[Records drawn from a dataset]

PR #893, opened 2021-01-22
Switch back to local forms (and hotwire for help)

jcoyne:
## Why was this change made?

This seems to be the way the Rails ecosystem is now heading.


mjgiarlo (approved):
LGTM. Should we test in QA?

PR #894, opened 2021-01-22
add confirmation to cancel buttons on edit pages

### LINKED ISSUE #892: Cancel button on edit collection and work pages should show confirmation alert
Similar to what is shown when the user clicks "Discard".  This avoids users navigating away from an edit page and losing their changes by mistake.  Validated this request with Amy and Astrid.

peetucket:
## Why was this change made?

Fixes #892 - add a confirmation to the cancel button shown on edit pages to verify user will lose changes if clicked.  Already discussed with Astrid and Amy.

Localhost browser

None

### DIFF
--- a/app/components/collections/cancel_component.html.erb
+++ b/app/components/collections/cancel_component.html.erb
@@ -1,1 +1,2 @@
-<%= link_to 'Cancel', dashboard_path %>
+<%= link_to 'Cancel', dashboard_path,
+  data: { confirm: 'Are you sure you want to leave this page? Your changes will not be saved.' } %>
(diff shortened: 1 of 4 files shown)


mjgiarlo (commented):
Worth adding a quick feature spec or two to make sure this doesn't regress?

peetucket:
> Worth adding a quick feature spec or two to make sure this doesn't regress?

yes, that makes sense

peetucket:
Tests added for cancel button confirmation for works and collections

mjgiarlo (approved):

PR #913, opened 2021-01-27
Auto citation should not be enabled if they provided a citation

### LINKED ISSUE #660: User choice to have preferred citation off should stick
If I select to have the preferred citation off and save as draft or deposit an item, when I go in to edit or version that item, it always shows me the preferred citation as ON. This should always be whatever the last saved state was.

jcoyne:
## Why was this change made?
Fixes #660


app/javascript/controllers/auto_citation_controller.js
```diff
@@ -10,9 +10,13 @@ export default class extends Controller {
 
     this.updateDisplay()
 
-    this.displayDefault(this.switchTarget.checked)
+    // If the manualTarget matches the autoTarget, then display the auto.
+    const showAuto = this.manualTarget.value == this.autoTarget.value
```
mjgiarlo, line 14: Should `==` be `===` here?

mjgiarlo (approved):

app/javascript/controllers/auto_citation_controller.js
jcoyne: Does `[1] == true` ?

mjgiarlo: I am not a JavaScript interpreter. :laughing:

◆ INSTRUCTIONS FOR THE TASK: Please quote the records above exactly, without skipping a line.

◆ FINISHED TASK:
PR #893, opened 2021-01-22
Switch back to local forms (and hotwire for help)

jcoyne:
## Why was this change made?

This seems to be the way the Rails ecosystem is now heading.


mjgiarlo (approved):
LGTM. Should we test in QA?

PR #894, opened 2021-01-22
add confirmation to cancel buttons on edit pages

### LINKED ISSUE #892: Cancel button on edit collection and work pages should show confirmation alert
Similar to what is shown when the user clicks "Discard".  This avoids users navigating away from an edit page and losing their changes by mistake.  Validated this request with Amy and Astrid.

peetucket:
## Why was this change made?

Fixes #892 - add a confirmation to the cancel button shown on edit pages to verify user will lose changes if clicked.  Already discussed with Astrid and Amy.

Localhost browser

None

### DIFF
--- a/app/components/collections/cancel_component.html.erb
+++ b/app/components/collections/cancel_component.html.erb
@@ -1,1 +1,2 @@
-<%= link_to 'Cancel', dashboard_path %>
+<%= link_to 'Cancel', dashboard_path,
+  data: { confirm: 'Are you sure you want to leave this page? Your changes will not be saved.' } %>
(diff shortened: 1 of 4 files shown)


mjgiarlo (commented):
Worth adding a quick feature spec or two to make sure this doesn't regress?

peetucket:
> Worth adding a quick feature spec or two to make sure this doesn't regress?

yes, that makes sense

peetucket:
Tests added for cancel button confirmation for works and collections

mjgiarlo (approved):

PR #913, opened 2021-01-27
Auto citation should not be enabled if they provided a citation

### LINKED ISSUE #660: User choice to have preferred citation off should stick
If I select to have the preferred citation off and save as draft or deposit an item, when I go in to edit or version that item, it always shows me the preferred citation as ON. This should always be whatever the last saved state was.

jcoyne:
## Why was this change made?
Fixes #660


app/javascript/controllers/auto_citation_controller.js
```diff
@@ -10,9 +10,13 @@ export default class extends Controller {
 
     this.updateDisplay()
 
-    this.displayDefault(this.switchTarget.checked)
+    // If the manualTarget matches the autoTarget, then display the auto.
+    const showAuto = this.manualTarget.value == this.autoTarget.value
```
mjgiarlo, line 14: Should `==` be `===` here?

mjgiarlo (approved):

app/javascript/controllers/auto_citation_controller.js
jcoyne: Does `[1] == true` ?

mjgiarlo: I am not a JavaScript interpreter. :laughing:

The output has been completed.